The problem is that socio-economic rights remain “inherently limited”. This means that those who allege a breach of their rights will not grasp the ICESCR but instead will be required to turn to domestic law to find a remedy. A recent example of the inherently limited nature of socio-economic rights and the subjective nature of their application can be observed in the BBC Scotland investigation into homelessness. While the ICESCR may protect the right to housing, an individual approaching their local authority in Scotland when faced with homelessness will turn to the Housing (Scotland) Act 1987, the Housing (Scotland) Act 2001 and the Homelessness etc (Scotland) Act 2003.

Section 28 of the 1987 Act gives an individual the right to make a homelessness application. This requires the council to investigate whether the person is homeless, whether they are “intentionally homeless” and whether they have a local connection. Section 29 requires that when the local authority has reason to believe that an applicant is homeless, it will secure them accommodation while their application under s 28 is pending. The problem, as recently exposed through a series of FOI requests by the BBC, is that several councils have developed a practice of avoiding this responsibility by the use of “housing options”. For example, in East Ayrshire in 2017 87% of those presenting with homelessness reasons were only recorded as asking for advice. They were not registered as officially homeless. This categorisation in practice removed the individuals' right to accommodation under s 29.
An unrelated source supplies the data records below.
PR #42160, opened 2023-05-19
[Impeller] remove final cmd buffer waitUntilScheduled on physical iOS

jonahwilliams:
From local testing, this doesn't seem to be necessary on physical iOS devices, with or without platform views.


jonahwilliams:
This came up while working on https://github.com/flutter/engine/pull/42028 . I observed that some of the saved time shifted into the waitUntilScheduled call here, reducing the impact of the concurrent encoding.

jonahwilliams:
Yeah no rush on this!

bdero (approved):
LGTM. Tried this out on the Wondrous map.

PR #42184, opened 2023-05-20
Implement Web Codecs for Skwasm

eyebrowsoffire:
This implements making images from web browser codecs.

This implements a JS support library as well, which allows both the main thread and the background thread to keep a registry of JS objects that can be referenced by a numeric ID and transferred between each other.


lib/web_ui/lib/src/engine/skwasm/skwasm_impl/codecs.dart
```diff
@@ -0,0 +1,33 @@
...
+
+  @override
+  ui.Image generateImageFromVideoFrame(VideoFrame frame) {
+    final int width = frame.codedWidth.toInt();
+    final int height = frame.codedHeight.toInt();
+    final SkwasmSurface surface = (renderer as SkwasmRenderer).surface;
+    final int videoFrameId = surface.acquireObjectId();
+    skwasmInstance.skwasmRegisterObject(videoFrameId.toJS, frame as JSAny);
+    skwasmInstance.skwasmTransferObjectToThread(videoFrameId.toJS, surface.threadId.toJS);
+    return SkwasmImage(imageCreateFromVideoFrame(
```
yjbanov, line 26: Is there a potential race between the transfer and SkImage initialization?

lib/web_ui/skwasm/library_skwasm_support.js
```diff
@@ -0,0 +1,81 @@
+// Copyright 2013 The Flutter Authors. All rights reserved.
+// Use of this source code is governed by a BSD-style license that can be
+// found in the LICENSE file.
+
+mergeInto(LibraryManager.library, {
```
yjbanov, line 5: What sorcery is this? Is this Emscripten? Maybe leave a comment with some breadcrumbs?

lib/web_ui/skwasm/surface.cpp
```diff
@@ -2,330 +2,272 @@
...
+// Main thread only
+uint32_t Surface::renderPicture(SkPicture* picture) {
+  assert(emscripten_is_main_browser_thread());
+  uint32_t callbackId = ++_currentCallbackId;
+  picture->ref();
+  emscripten_dispatch_to_thread(_thread, EM_FUNC_SIG_VII,
+                                reinterpret_cast<void*>(fRenderPicture),
+                                nullptr, this, picture);
+
+  // After drawing to the surface, the browser implicitly flushed the drawing
```
yjbanov, line 51: nit: s/flushed/flushes/

lib/web_ui/lib/src/engine/skwasm/skwasm_impl/codecs.dart
eyebrowsoffire: No, there isn't, although I could see why you might think so. It is true that the `SkImage` is being created synchronously on the UI thread, but it's the image's *generator* that actually attempts to grab the video frame by its ID and convert it to a texture, and that generator is always run on the web worker right before the image is being either drawn to the actual graphics surface or being rasterized to pixels. Any call that would draw or rasterize the image is sent to the web worker via a postMessage, and the postMessage queue is serial, so those calls are guaranteed to happen *after* the postMessage that transfers the video frame.

lib/web_ui/skwasm/library_skwasm_support.js
eyebrowsoffire: Yes it's the emscripten JS library magic. This JS file is preprocessed by emscripten and folded into `skwasm.js`. I will leave some comments.

lib/web_ui/lib/src/engine/image_decoder.dart
```diff
@@ -0,0 +1,439 @@
...
+  }
+
+  /// The index of the frame that will be decoded on the next call of [getNextFrame];
+  int _nextFrameIndex = 0;
+
+  /// Creating a new decoder is expensive, so we cache the decoder for reuse.
+  ///
+  /// This decoder is closed and the field is nulled out after some time of
+  /// inactivity.
+  ImageDecoder? _cachedWebDecoder;
```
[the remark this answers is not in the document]
eyebrowsoffire: https://github.com/flutter/flutter/issues/127548

hterkelsen (approved):
LGTM

yjbanov (approved):
lgtm

PR #42192, opened 2023-05-20
[Impeller] Add UV compute shader.

jonahwilliams:
Adds a compute shader that computes the UV mapping for an arbitrary geometry. Use it with drawPoints since I didn't realize it was possible to use an image shader with this 😆 .

### DIFF
--- a/impeller/entity/geometry.cc
+++ b/impeller/entity/geometry.cc
@@ -10,6 +10,7 @@
 #include "impeller/entity/points.comp.h"
 #include "impeller/entity/position_color.vert.h"
 #include "impeller/entity/texture_fill.vert.h"
+#include "impeller/entity/uv.comp.h"
 #include "impeller/geometry/matrix.h"
 #include "impeller/geometry/path_builder.h"
 #include "impeller/renderer/command_buffer.h"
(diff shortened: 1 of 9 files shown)


impeller/entity/geometry.cc
```diff
@@ -936,25 +933,125 @@ GeometryResult PointFieldGeometry::GetPositionBufferCPU(
...
+
+  auto points_data =
+      host_buffer.Emplace(points_.data(), points_.size() * sizeof(Point),
+                          DefaultUniformAlignment());
+
+  DeviceBufferDescriptor buffer_desc;
+  buffer_desc.size = total * sizeof(Point);
+  buffer_desc.storage_mode = StorageMode::kDevicePrivate;
+
+  auto geometry_buffer = renderer.GetContext()
```
jonahwilliams, line 975: Small discovery, if I use buffers allocated from the compute passes transients buffer, then the second compute pass doesn't correctly synchronize on the completion on the first. I suspect metal is tracking buffer inputs/outputs to do automatic fences and the singular buffer defeats that detection.

impeller/entity/shaders/geometry/uv.comp
```diff
@@ -0,0 +1,60 @@
+// Copyright 2013 The Flutter Authors. All rights reserved.
+// Use of this source code is governed by a BSD-style license that can be
+// found in the LICENSE file.
+
+#include <impeller/texture.glsl>
```
jonahwilliams, line 5: This isn't specific to draw points and can be used with any of our geometries.

dnfield (approved):
Flutter: The fastest way to draw points anywhere?

This makes me think I should start looking at getting compute going on Vulkan next.

LGTM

This not only means that the true extent of homelessness in Scotland is being hidden but highlights that several local councils may be acting in a manner that is incompatible with the ICESCR. In this instance, the ICESCR may act as a guide to future public policy but it still cannot act to give those who have not been provided with accommodation a remedy. Instead, claims will have to be brought under Scots law. As such, the ICESCR remains a rather blunt instrument.


Socio-economic rights and the International Covenant remain misunderstood. Allegations of a “scroungers' charter” are not particularly helpful, but do highlight the considerable legal, political and economic hurdles to be overcome. Despite this, many of the parchment guarantees contained in the Covenant have been protected in the UK since the dawn of the welfare state, employment law and more recently directly through the integrated approach of the Strasbourg court.

The inclusion of the Covenant into several Acts of the Scottish Parliament should not be feared. The Covenant, however, does not incorporate directly enforceable legal rights. Instead, socio-economic rights should be viewed as obligations placed on the Scottish ministers and judiciary to be “progressively realised”. Considerably more research and discussion is required on this, with the Scottish Human Rights Commission already leading the charge. Scotland must focus on the need to seek concrete and case-specific solutions to the difficult problems that will inevitably arise, but it is unlikely that the proper role for socio-economic rights and the International Covenant in Scotland is going to be resolved in the near future.